(Saved data entries)
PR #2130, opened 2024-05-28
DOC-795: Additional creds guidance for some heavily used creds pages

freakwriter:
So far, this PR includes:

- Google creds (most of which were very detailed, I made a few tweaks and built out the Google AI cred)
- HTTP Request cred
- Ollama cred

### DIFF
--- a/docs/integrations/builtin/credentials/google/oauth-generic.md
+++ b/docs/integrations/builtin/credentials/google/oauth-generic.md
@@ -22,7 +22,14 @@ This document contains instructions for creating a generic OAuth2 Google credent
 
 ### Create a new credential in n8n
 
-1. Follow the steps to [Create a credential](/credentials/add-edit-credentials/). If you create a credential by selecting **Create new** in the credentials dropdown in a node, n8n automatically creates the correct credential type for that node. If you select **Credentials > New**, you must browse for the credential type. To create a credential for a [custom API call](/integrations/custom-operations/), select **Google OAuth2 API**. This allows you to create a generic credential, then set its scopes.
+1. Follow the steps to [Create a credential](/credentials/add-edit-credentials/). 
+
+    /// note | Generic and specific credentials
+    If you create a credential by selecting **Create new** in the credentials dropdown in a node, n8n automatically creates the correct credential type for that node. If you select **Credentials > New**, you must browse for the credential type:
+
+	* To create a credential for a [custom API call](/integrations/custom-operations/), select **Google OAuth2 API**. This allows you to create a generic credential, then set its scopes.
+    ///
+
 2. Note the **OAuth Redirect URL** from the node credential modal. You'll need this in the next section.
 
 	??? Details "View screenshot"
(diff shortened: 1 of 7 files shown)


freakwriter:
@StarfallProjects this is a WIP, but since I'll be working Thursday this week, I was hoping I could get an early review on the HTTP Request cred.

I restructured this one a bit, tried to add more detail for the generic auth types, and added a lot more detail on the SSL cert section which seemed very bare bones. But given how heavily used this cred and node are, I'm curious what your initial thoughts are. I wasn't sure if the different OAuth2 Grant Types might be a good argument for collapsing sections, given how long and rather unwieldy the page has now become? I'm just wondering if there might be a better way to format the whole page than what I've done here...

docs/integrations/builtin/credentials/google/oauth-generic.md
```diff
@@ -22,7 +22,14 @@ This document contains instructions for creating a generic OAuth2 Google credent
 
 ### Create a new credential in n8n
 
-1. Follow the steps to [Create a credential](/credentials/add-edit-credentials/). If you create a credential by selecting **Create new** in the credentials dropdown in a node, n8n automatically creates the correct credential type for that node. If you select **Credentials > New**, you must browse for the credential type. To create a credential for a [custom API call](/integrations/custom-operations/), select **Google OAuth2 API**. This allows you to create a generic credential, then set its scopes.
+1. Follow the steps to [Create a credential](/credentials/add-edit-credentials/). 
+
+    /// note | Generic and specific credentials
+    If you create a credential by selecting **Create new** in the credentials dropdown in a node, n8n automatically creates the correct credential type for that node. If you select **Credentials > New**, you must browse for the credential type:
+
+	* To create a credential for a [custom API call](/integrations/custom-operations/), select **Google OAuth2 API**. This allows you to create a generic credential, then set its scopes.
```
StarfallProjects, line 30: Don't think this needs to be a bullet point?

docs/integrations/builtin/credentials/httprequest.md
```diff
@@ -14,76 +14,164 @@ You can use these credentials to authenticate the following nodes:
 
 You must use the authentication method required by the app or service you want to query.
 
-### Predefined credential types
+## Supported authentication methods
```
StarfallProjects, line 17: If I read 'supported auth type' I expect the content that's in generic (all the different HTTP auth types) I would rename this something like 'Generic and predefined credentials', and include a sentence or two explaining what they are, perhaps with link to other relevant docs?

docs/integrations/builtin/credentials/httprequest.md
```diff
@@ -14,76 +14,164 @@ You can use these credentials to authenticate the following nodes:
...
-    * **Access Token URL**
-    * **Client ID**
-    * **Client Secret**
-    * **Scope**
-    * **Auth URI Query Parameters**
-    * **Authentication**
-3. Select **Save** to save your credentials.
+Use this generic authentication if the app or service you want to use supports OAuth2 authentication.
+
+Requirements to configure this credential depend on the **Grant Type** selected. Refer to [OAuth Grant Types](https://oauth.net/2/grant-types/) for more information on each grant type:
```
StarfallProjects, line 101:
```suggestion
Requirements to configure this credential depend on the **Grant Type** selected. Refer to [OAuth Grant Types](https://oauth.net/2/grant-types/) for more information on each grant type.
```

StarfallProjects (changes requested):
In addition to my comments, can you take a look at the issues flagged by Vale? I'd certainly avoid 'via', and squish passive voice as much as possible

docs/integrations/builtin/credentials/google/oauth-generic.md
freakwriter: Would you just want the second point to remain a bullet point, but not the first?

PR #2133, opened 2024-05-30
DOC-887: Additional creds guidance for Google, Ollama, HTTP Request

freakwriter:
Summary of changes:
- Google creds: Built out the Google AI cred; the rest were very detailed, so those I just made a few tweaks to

▸ **What to produce**
Among the records above, determine how many lines contain "creds", then report the number only.

▸ **Task answer**
4